Nuestra casa alberga objetos de su familia y de la mía. Durante mucho tiempo, los he conservado todos por su valor sentimental. Los niños no los quieren, ¿y quién querría una lentilla de 1945 o frascos de mi bisabuelo, el veterinario alcohólico? Luego están las cosas valiosas: el reloj de pie de la familia de mi marido; la exquisita manta de lana y el chaleco (desgastado y roto) que trajimos de Afganistán en los años setenta.

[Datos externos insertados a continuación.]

Issue #201, opened 2016-04-28
Trigram for heaven glyph is missing


mike-zueff:
Hello @chrissimpkins,

I use Hack font version 2.020 and vim-airline plug-in. The Unicode glyph for 0x2630 is unfortunately not implemented yet, so I see a rectangle placeholder in the status line. This glyph is a trigram for heaven and should look like the corresponding trigram in the following Wikipedia article:

https://en.wikipedia.org/wiki/Bagua

Could you please implement it (both bold and regular)?

chrissimpkins:
Mind pushing a screenshot of a font that includes it so that we can see it in context within the vim-airline UI?

mike-zueff:
Some screenshots can be found here:

https://github.com/vim-airline/vim-airline/pull/1103

chrissimpkins:
@mike-zueff Thanks Mike! 

For my future reference:

<img width="554" alt="trigram heaven" src="https://cloud.githubusercontent.com/assets/4249591/14887378/8e25ca50-0d23-11e6-9c7d-fa5af76f0e0c.png">

Is it always positioned adjacent to numerals on the airline UI as shown in this image?  Any other uses?

![26deed3c-f102-11e5-8377-b2fb874aa0a6](https://cloud.githubusercontent.com/assets/4249591/14887401/adc11892-0d23-11e6-8a5f-ed85d3b82a15.png)
![e0193c2c-088f-11e6-834f-36a28f0de02d](https://cloud.githubusercontent.com/assets/4249591/14887432/d213c988-0d23-11e6-8270-1ff0327c78cb.png)

mike-zueff:
![2016-04-28-185125_631x137_escrotum](https://cloud.githubusercontent.com/assets/16763520/14892178/b2380dca-0d7a-11e6-947e-4e008b4105f8.png)

There's no any other uses for this glyph in vim-airline. In the most recent default status line configuration for vim-airline, this trigram is always located on the right of the number displaying total lines count in the file. On my screenshot, it's replaced by a missing glyph placeholder.

kanbara:
I also don't have this glyph in Envy Code R for Powerline. Probably should use a more standard character as it's hard enough to get good console fonts patched for powerline. (re: effort)

chrissimpkins:
@kanbara encourage those Powerline and variant developers to quit being so creative ;)

chrissimpkins:
@iamjamestl are you able to rebase your PR on current dev branch?

[...]

PR #236, opened 2017-01-06
Add Yijing mono-, di-, and trigrams (primarily for vim-airline)

iamjamestl:
14 glyphs from 2630-2637 and 268A-268F.  These are based on the glyphs from DejaVu Sans (not mono).  The widths were copied from 268A and 268B in DejaVu Sans Mono Regular, which are the only two of the 14 to exist.

2630, trigram for heaven, consisting of three horizontal lines is used to indicate the line count in vim-airline.  Other symbols my be used to indicate a column layout.

- URxvt
trigram-urxvt
- Details
trigram-heaven

Here is Hack v2.020 with these new glyphs patched in (along with my changes from #234).
[Hack-v2.020-with-ngrams.zip](https://github.com/chrissimpkins/Hack/files/689089/Hack-v2.020-with-ngrams.zip)

Re: issue #201

### DIFF
--- a/source/Hack-Bold.ufo/glyphs/uni2630.glif
+++ b/source/Hack-Bold.ufo/glyphs/uni2630.glif
@@ -1,0 +1,10 @@
+<?xml version="1.0" encoding="UTF-8"?>
+<glyph name="uni2630" format="1">
+  <advance width="1233"/>
+  <unicode hex="2630"/>
+  <outline>
+    <component base="uni268A"/>
+    <component base="uni268A" yOffset="646"/>
+    <component base="uni268A" yOffset="1293"/>
+  </outline>
+</glyph>
--- a/source/Hack-Bold.ufo/glyphs/uni2631.glif
+++ b/source/Hack-Bold.ufo/glyphs/uni2631.glif
@@ -1,0 +1,10 @@
+<?xml version="1.0" encoding="UTF-8"?>
+<glyph name="uni2631" format="1">
+  <advance width="1233"/>
+  <unicode hex="2631"/>
+  <outline>
+    <component base="uni268A"/>
+    <component base="uni268A" yOffset="646"/>
+    <component base="uni268B" yOffset="1293"/>
+  </outline>
+</glyph>
--- a/source/Hack-Bold.ufo/glyphs/uni2632.glif
+++ b/source/Hack-Bold.ufo/glyphs/uni2632.glif
@@ -1,0 +1,10 @@
+<?xml version="1.0" encoding="UTF-8"?>
+<glyph name="uni2632" format="1">
+  <advance width="1233"/>
+  <unicode hex="2632"/>
+  <outline>
+    <component base="uni268A"/>
+    <component base="uni268B" yOffset="646"/>
+    <component base="uni268A" yOffset="1293"/>
+  </outline>
+</glyph>
--- a/source/Hack-Bold.ufo/glyphs/uni2633.glif
+++ b/source/Hack-Bold.ufo/glyphs/uni2633.glif
@@ -1,0 +1,10 @@
+<?xml version="1.0" encoding="UTF-8"?>
+<glyph name="uni2633" format="1">
+  <advance width="1233"/>
+  <unicode hex="2633"/>
+  <outline>
+    <component base="uni268A"/>
+    <component base="uni268B" yOffset="646"/>
+    <component base="uni268B" yOffset="1293"/>
+  </outline>
+</glyph>
--- a/source/Hack-Bold.ufo/glyphs/uni2634.glif
+++ b/source/Hack-Bold.ufo/glyphs/uni2634.glif
@@ -1,0 +1,10 @@
+<?xml version="1.0" encoding="UTF-8"?>
+<glyph name="uni2634" format="1">
+  <advance width="1233"/>
+  <unicode hex="2634"/>
+  <outline>
+    <component base="uni268B"/>
+    <component base="uni268A" yOffset="646"/>
+    <component base="uni268A" yOffset="1293"/>
+  </outline>
+</glyph>
--- a/source/Hack-Bold.ufo/glyphs/uni2635.glif
+++ b/source/Hack-Bold.ufo/glyphs/uni2635.glif
@@ -1,0 +1,10 @@
+<?xml version="1.0" encoding="UTF-8"?>
+<glyph name="uni2635" format="1">
+  <advance width="1233"/>
+  <unicode hex="2635"/>
+  <outline>
+    <component base="uni268B"/>
+    <component base="uni268A" yOffset="646"/>
+    <component base="uni268B" yOffset="1293"/>
+  </outline>
+</glyph>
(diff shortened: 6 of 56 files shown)


chrissimpkins:
Greatly appreciate this work @iamjamestl.  Let's leave this one open to work on / address down the road.

chrissimpkins:
Is this something that you still use and have interest in including in Hack @iamjamestl?

iamjamestl:
Yes, I will rebase this PR tonight and you can decide whether you want to include it or not.

chrissimpkins:
No rush.  Will likely not be able to get to this for a couple of weeks but happy to include it if it is still of interest.

chrissimpkins:
Seems that we have a few issue reports open for these glyphs and this will address all of them.

iamjamestl:
I've rebased this branch on top of the current master according to CONTRIBUTING.md, which is to say, it only contains the `.glif` files.

I think it's worth mentioning again that I copied these glyphs almost directly out of DejaVu Sans.  I don't know anything about Korean language or culture so I am just trusting that DejaVu got it right.

chrissimpkins:
Sorry, I missed that comment about DJV Sans previously.  This is coming from Mono or proportional Sans version of DJV?  If the latter, will you please point me to the license for these glyphs?  I know that the DJVS Mono changes to the Bitstream VSM upstream were committed to the public domain.

iamjamestl:
I based the glyphs on DejaVu Sans (Proportional), which added the glyphs in version 2.4, making them additions to DejaVu, not originally coming from Bitstream Vera.  Thus, according to [the DejaVu license](https://dejavu-fonts.github.io/License.html), the glyphs are in the public domain.

chrissimpkins:
Are you able to confirm that these are not part of the Arev sets that would require the addition of another license to the repository?

Arev license is in the link that you provided above and this is the information that I can find on the Arev fonts:

http://tavmjong.free.fr/FONTS/

iamjamestl:
Before DejaVu, the glyphs came from a Bitstream Vera derivative called Verajja (https://sourceforge.net/p/dejavu/mailman/message/7275795/; note glyph additions 9776-9783, 9866-9871) which the DejaVu project got permission to merge into DejaVu Sans (https://sourceforge.net/p/dejavu/mailman/message/7275522/).

chrissimpkins:
From Stepan Roh of DejaVu team:

```
Hi.

On Sun, 22 Jan 2006, Stepan Roh wrote:

> http://www.aimwell.org/Fonts/fonts.html, search for Verajja (fonts are in 
> 7zip archive)
>
> It is Vera Sans with additional characters for Pali and Vietnamese. Rough 
> comparison of Unicode coverage shows that it has greater coverage for Latin 
> Extended-B, full coverage for Latin Extended Additional and lots of, I am not 
> afraid to say so, very cute symbols.
>
> Fonts are only in TTF and their license is unknown. I will send a mail to the 
> author and see what happens. Do not import glyphs from these fonts until we 
> have a permission. Thank you.

I received a permission to merge it. I don't have time right now to do the 
merge so if there are any volunteers...

If someone has a problem with unpacking the .7z files, let me know and 
I'll write you where to download them unpacked.
```

Thanks James.  Will need to look into this further.  I am assuming permission to merge it means that they were ok to then release these changes to public domain (which itself is a problem and prevents us from releasing through Google Fonts).

iamjamestl:
You do what makes you comfortable, but ultimately, this is my work which I am giving to the Hack project under the terms of the MIT license.  I wrote the XML and I made decisions about how to fit the glyph into the narrower width of Hack.  These glyphs are a derivative work of the glyphs in DejaVu Sans.  The question you should ask is whether the DejaVu license permits me to make a derivative work, and under what license the derivative work must be placed.  I think any fair reading of the DejaVu license, whether the glyphs fall under the Bitstream Vera portion or the public domain portion, permits me to make a derivative work under the license of my choosing, except if the glyphs fall under the Bitstream Vera portion (which I don't think they do), and even then, it only dictates that the Bitstream Vera copyright information and original permission notice be retained, which Hack already does.

chrissimpkins:
> The question you should ask is whether the DejaVu license permits me to make a derivative work, and under what license the derivative work must be placed. 

Yes, this was absolutely the question and I apologize if you took this to mean that I did not feel that you were the author of modifications to the upstream.  Irrespective of whether you developed a derivative or these were direct merges from the upstream designs, the upstream licensing must be maintained for some licenses and my only concern is that I don't completely understand the upstream licensing situation here.  I am guessing that the agreement was that DJV was able to release these glyph under same public domain approach that they used for their other glyphs (something that I do not understand whether applies outside of the DJV Sans Mono fonts because I have not looked into it for other DejaVu fonts).  It is not explicit in the above email message, only that it was ok for DJV to merge and release them based upon second hand information from a DejaVu author who was not the author of this work.   Assuming that they did not modify the license for DejaVu Sans (proportional, not Mono) with the merge of this work, it is implied that this was the agreement from that upstream author.   I have spoken with Stepan about other DJV issues (we were able to track down the actual commits for Cyrillic glyphs in the sets to confirm that the DJV public domain release applied).  I can reach out to him and the author of the merged work to confirm that we are clear here. 

The Google Fonts comment was simply commentary and not intended to suggest that we wouldn't consider it for that reason.  We have other DJVSM glyphs in the sets and the only way that we could work around this issue is to redraw all of them in order to eliminate the public domain portion of the license which would be a ludicrous duplication of efforts already put forth by this upstream team.   Simply to point out that public domain work raises their own set of issues despite appearing "benign" licensing.

I can assure you that these glyphs do not fall under the Bitstream project.  Those sets did not include these expanded character sets.  This would all fall under DejaVu work.

I will let you know what I learn once I dig into this issue.

iamjamestl:
I am withdrawing this patch.  These glyphs have issues.  Namely, current glibc does not know how wide they should be.  [utf8proc](https://github.com/JuliaLang/utf8proc) says they should be double-width, which makes sense given their Korean origin.

```
> cat test.c
#include <stdio.h>
#include <wchar.h>
#include <utf8proc.h>

int main() {
    wint_t c = 0x2630;

    printf("wcwidth returns %d\n", wcwidth(c));
    printf("utf8proc_charwidth returns %d\n", utf8proc_charwidth(c));

    return 0;
}

> ./test
wcwidth returns -1
utf8proc_charwidth returns 2
```

This can cause all sorts of problems in certain apps depending on how they do string width calculation.  tmux, for example, assumes all glyphs with an unknown width are size 1: https://github.com/tmux/tmux/blob/master/utf8.c#L130.  So that works with this MR given I made the glyphs one character wide.  But when you compile tmux with utf8proc (`./configure --enable-utf8proc`), which one needs to do on old operating systems with extremely out-of-date Unicode support, like Solaris 10, then tmux thinks they it should be two characters wide and that causes screen corruption.

For vim-airline users (see #201), I would suggest adding the following configuration to your `.vimrc`:

```vim
if !exists('g:airline_symbols')
    let g:airline_symbols = {}
endif
let g:airline_symbols.maxlinenr = '≡'
```

That will cause airline to use a well-known single-width glyph that is already included in Hack and looks very similar to the trigram:

screenshot_20171116_142405

chrissimpkins:
@iamjamestl amy idea why they went with those glyphs for the airline UI? That seems bound to cause havoc.  Sorry to hear this James.  Thanks for going to all of the work to make them.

Por fin, al fin, empiezo la limpieza final de mis pertenencias. Me está llevando tiempo, porque de verdad quiero encontrar a la persona adecuada para que se haga cargo de todo esto. Me estoy deshaciendo de algunas cosas y me da una enorme satisfacción encontrarles un hogar a todos estos objetos.
Ha sido sorprendente cómo las conversaciones derivan en encuentros con hogares; por ejemplo, el amigo de mi marido que, debido a su Parkinson, se mudó a un apartamento. Comentó que les encantaría un reloj de pie. Qué oportuno que el reloj familiar fuera para él. Una amiga muy habilidosa se llevó la manta afgana para repararla y quedársela. El chaleco se vendió en Vinted por 2 libras y el comprador exclamó que era el mejor chaleco del mundo.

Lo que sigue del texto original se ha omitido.